Brésil: 10ème «Pèlerinage de la forêt», à la mémoire de Soeur Dorothy Stang

Anapu, 29.07.2015 (cath.ch-apic) Plusieurs centaines de personnes ont participé, du 23 au 26 juillet 2015, au 10ème «Pèlerinage de la forêt» (Romaria da Floresta), à Anapu, au coeur de l’Amazonie brésilienne. La marche honorait la mémoire de Soeur Dorothy Stang, assassinée le 12 février 2005, et à sensibiliser l’opinion sur la nécessité de préserver la forêt amazonienne. Elle a regroupé des fidèles de l’Eglise catholique, dont de nombreux jeunes, des petits agriculteurs, ainsi que des représentants de la société civile, venus de tout le Brésil et d’ailleurs.
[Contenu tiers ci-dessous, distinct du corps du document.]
PR #3246, opened 2022-01-21
Enable `FloatDistribution` and `IntDistribution`

himkt:

Issue #2662, opened 2021-05-11
Inconsistent error handling in `suggest_int` and `suggest_float`


hvy:
## Expected behavior

More consistent error handling for `suggest_int` and `suggest_float`.

## Reproducible examples (optional)

```python
import optuna


# Suggest int. OK.
study = optuna.create_study()
trial = study.ask()
trial.suggest_int("x", 0, 10)
trial = study.ask() 
trial.suggest_int("x", 0, 10, step=2)  # OK.

# Suggest float. ValueError.
study = optuna.create_study()
trial = study.ask()
trial.suggest_float("x", 0, 10)
trial = study.ask()
trial.suggest_float("x", 0, 10, step=2)  # ValueError: Cannot set different distribution kind to the same parameter name.

# Note: Similar behavior reproducible without the second `study.ask()`s.
```

## Additional context (optional)

The inconsistency stem from historical reasons and in particular inconsistent distribution types and a consistency check based on these types https://github.com/optuna/optuna/blob/master/optuna/distributions.py#L521-L522. For instance, to suggest floats with steps you previously had to use `suggest_discrete_uniform`, similarly for log `suggest_loguniform`, until `suggest_float` was introduced which covers both cases. Internally, `suggest_float` simply calls `suggest_discrete_uniform`, etc. and hence the associated distribution types become different depending on arguments. At the same time, this interface is not symmetric for `suggest_int`. There is no `suggest_discrete_int` or `suggest_logint`. 

To properly fix this issue, we probably have to rethink what distribution types to provide and make sure that samplers and other components depending on these distributions are aware.

hvy:
This is still an issue.

hvy:
Let me reopen as this is still an issue.

himkt:
#3166 will fix the problem. (It has not been merged into the master branch yet)

contramundum53:
This issue has already been solved.

PR #3444, opened 2022-04-05
Fix distribution compatibility for linear and logarithmic distribution

himkt:
This PR fixes the regression of distribution compatibility checker.

The current `check_distribution_compatibility` treats a pair of the same type distribution compatible whose log configuration are different (e.g. `FloatDistribution(low=1, high=10, log=False)` and `FloatDistribution(low=1, high=10, log=True)`. This change was introduced in https://github.com/optuna/optuna/pull/3063.

This means sampler could observes a trial whose value doesn't exist in the search space. For example, consider the case that suggest_float("x", -10, 10) returns -1 at trial 1. In trial 2, user changes a search space by invoking `suggest_float("x", 1, 10, log=True)`. A sampler observe the past values of x as `[-1]`, while `-1` is not contained in `FloatDistribution(1, 10, log=True)`.

(This works well when a sampler samples a parameter independent on the past trials (e.g. QMCSampler, RandomSampler))


himkt:
Note: the following test was expected to fail but succeeded.

https://github.com/optuna/optuna/blob/19f46cc2d36f97d48cf684c16da81b7bc49651b1/tests/integration_tests/test_chainermn.py#L301-L302

himkt:
https://github.com/optuna/optuna/pull/3246/files#diff-d4bd9efbd95eea0d1e5e945856370ca28fb15d54755c765d1a15030f91f25ea8L589-L590

himkt:
PTAL @HideakiImamura @not522. :pray:

tests/integration_tests/test_chainermn.py
```diff
@@ -298,9 +298,6 @@ def test_suggest_float(storage_mode: str, comm: CommunicatorBase) -> None:
 
                 assert x1 == x2
 
-                # Adding a parameter should not cause any errors.
-                mn_trial.suggest_float("x1", low1, high1, log=True)
-
```
not522, line 303: How about testing for an error? It's changed by introducing `FloatDistribution`. https://github.com/optuna/optuna/commit/d5904abb2a6431e79140e3f1fbc36adc419b6986#diff-c61e26fb5e8d21683854b515c6ed466e629b7ea3d155e3846147d0c7ab786825

tests/integration_tests/test_chainermn.py
```diff
@@ -312,9 +309,6 @@ def test_suggest_float(storage_mode: str, comm: CommunicatorBase) -> None:
                 x4 = mn_trial.suggest_float("x2", low2, high2, log=True)
                 assert x3 == x4
 
-                # Neither should changing.
-                mn_trial.suggest_float("x2", low2, high2)
-
```
not522, line 317: ditto.

not522 (commented):
Basically LGTM. Please check comments for tests.

optuna/distributions.py
```diff
@@ -619,6 +619,13 @@ def check_distribution_compatibility(
     if dist_old.__class__ != dist_new.__class__:
         raise ValueError("Cannot set different distribution kind to the same parameter name.")
 
+    if isinstance(dist_old, (FloatDistribution, IntDistribution)):
+        # For mypy.
+        assert isinstance(dist_new, (FloatDistribution, IntDistribution))
+
+        if dist_old.log != dist_new.log:
```
HideakiImamura, line 626: I think it should be checked the change like `step = None -> step != None` and vice versa for `FloatDistribution`.

HideakiImamura: Whether or not to make an error in this case (`step=None -> step!=None`) is debatable, but I think it should be an error in order to have the same specifications as v2.10.

himkt: Hmm, I think it's the intended change because we will make `suggest_float` to make consistent with `suggest_int` https://github.com/optuna/optuna/issues/2662. Please correct me if I misunderstand something. :pray:

tests/integration_tests/test_chainermn.py
himkt: Thank you for the careful review, you're absolutely right.
I add(restore) tests in 3a2a5e8.

tests/integration_tests/test_chainermn.py
himkt: https://github.com/optuna/optuna/pull/3444#discussion_r859310246

not522 (approved):
LGTM

optuna/distributions.py
HideakiImamura: I'm fine of this specification change. Let me resolve this conversation.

Dans le silence de la forêt amazonienne, seulement percé par le chant aigu des oiseaux «peito de aço», une clameur s’élève: «Dorothy Vive! Sempre, sempre, sempre!» (Dorothy, vit! Toujours, toujours, toujours). S’abritant sous des chapeaux de paille ou des parapluies multicolores pour se protéger du soleil implacable, quelque 500 pèlerins s’avancent lentement vers une croix bleue plantée au milieu d’une route de terre rouge. C’est ici, à quelques encablures seulement de l’entrée du Projet de Développement Durable (PDS) Esperança qu’elle avait créé en 2003, que le 12 février 2005, Soeur Dorothy Stang, une religieuse américaine de la Congrégation Notre Dame de Namur, était assassinée par deux pistoleros à la solde de grands propriétaires terriens de la région.
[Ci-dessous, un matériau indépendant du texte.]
PR #3470, opened 2022-04-13
Fix speed benchmarks CI

not522:
## Motivation
Speed benchmarks CI failed due to `ModuleNotFoundError: No module named 'matplotlib'`.

https://github.com/optuna/optuna/actions/runs/2145391889

This is because the `asv` benchmark and the `bayesmark` benchmark are in the same directory. This PR makes a separate `asv` directory.

## Description of the changes
- make `benchmarks/asv` directory


himkt (approved):
LGTM. I confirmed the speed benchmark worked with this patch.
Let me merge with one approval. Thank you @not522!

PR #3475, opened 2022-04-18
Separate heartbeat functionality from `BaseStorage`

g-votte:
This PR separates the heartbeat-related methods from `BaseStorage`.

## Background
Though the [original responsibility of storage classes](https://github.com/optuna/optuna/blob/master/optuna/storages/_base.py#L29-L30) is to provide read-and-write methods of study/trial history, the current `BaseStorage` interface is too much bloated so that it includes heartbeat functionality.

Separating the heartbeat-related methods from `BaseStorage` reduces the responsibility of storages with the following advantages:
- simplify the implementation process of a storage subclass for a new backend
- increase the cohesion of existing storage classes, improving their readability and maintainability

I believe this change also promotes [the exposure of `BaseStorage` to library users](https://github.com/optuna/optuna/issues/2943).

## Approach
To minimize the amount of changes on the current storage subclasses, this PR just separates the interface of `BaseStorage`. Specifically:
- introduce the `BaseHeartbeat` class, which defines the interface of heartbeat, and move `record_heartbeat`, `get_heartbeat_interval`, `get_failed_trial_callback`, and `_get_stale_trial_ids` to this new class
- replace the superclass of current heartbeat-supported storages (i.e., `RDBStorage` and `RedisStorage`) with multiple inheritance of `BaseStorage` and `BaseHeartbeat`


g-votte:
I removed WIP of this PR. Please proceed to code review.

## Followup tasks
There would be several followup tasks. I'd like to work on them in other PRs to keep the changes being small batches.
- Move the heartbeat-related tests from `test_storages.py` to a new file like `test_heartbeat.py`
- Get rid of `Hearbeat` inheritance from `CachedStorage`, since heartbeat and cache should be independent responsibilities from each other 
- Get rid of `is_heartbeat_enabled` from `BaseStorage` to make `BaseStorage` totally independent from the heartbeat class

HideakiImamura:
@c-bata @keisuke-umezawa Could you review this PR if you have time?

optuna/storages/_heartbeat.py
```diff
@@ -25,13 +101,22 @@ def fail_stale_trials(study: "optuna.Study") -> None:
     if not storage.is_heartbeat_enabled():
         return
 
+    heartbeat = get_heartbeat(storage)
```
c-bata, line 104: Not sure but how about using TypeGuard here and removing `NullHeartbeat` class? The code is like below:

```python
try:
    from typing import TypeGuard
except ImportError:
    from typing_extensions import TypeGuard


def is_heartbeat_enabled(storage: BaseStorage)->TypeGuard[HeartbeatStorage]:
    if isinstance(storage, BaseHeartbeat) and self.get_heartbeat_interval() is not None:
        return True
    return False
```

```python
def fail_stale_trials(study: Study) -> None:
    storage = study._storage
    if not is_heart_beat_enabled(storage):
        return

    failed_trial_ids = []
    for trial_id in storage._get_stale_trial_ids(study._study_id):
        ...
```

Links:

* https://docs.python.org/ja/3/library/typing.html#typing.TypeGuard
* https://github.com/python/typing/tree/master/typing_extensions

c-bata (commented):
Changes are basically LGTM. But I personally do not prefer introducing `NullHeartbeat` class. Can we remove the class and use `typing.TypeGuard` instead?

HideakiImamura (commented):
Thanks for the PR. I have a nit comment. PTAL.

c-bata (approved):
Looks great to me!

keisuke-umezawa (commented):
We also need to remove `_is_heartbeat_supported` of all storages.
Other than that, lgtm!

HideakiImamura (approved):
LGTM!

g-votte:
@keisuke-umezawa @HideakiImamura 
I removed `_is_heartbeat_supported` from the concrete classes. PTAL.
https://github.com/optuna/optuna/pull/3475/commits/52a42fa4f30ee6967da1658ab4dc5e82617411f5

Préserver l’Amazonie pour la planète

«Comme les éditions précédentes, ce pèlerinage est destiné à rendre hommage à Soeur Dorothy, explique le Père Amaro, prêtre de la paroisse d’Anapu, une petite ville située sur la route transamazonienne, dans l’Etat du Para, au coeur de l’Amazonie Brésilienne. Mais cette marche a aussi pour objectif de rappeler combien il est important de préserver la forêt amazonienne, pas seulement pour les Brésiliens, mais pour le bien de l’humanité toute entière». Une préservation qui passe notamment par une exploitation raisonnée des richesses de la forêt, ainsi qu’une redistribution des terres à des petits paysans à travers la Réforme Agraire. «A force de détermination et de courage, Soeur Dorothy était parvenue à créer un projet permettant d’attribuer à des petits paysans des terres qui appartenaient à l’Etat brésilien mais qui étaient occupées illégalement par de grands propriétaires terriens. Aujourd’hui, rappelle le Père Amaro, les 250 familles du PDS Esperança disposent chacune de 100 hectares, dont 80% de forêt qui doit être préservée».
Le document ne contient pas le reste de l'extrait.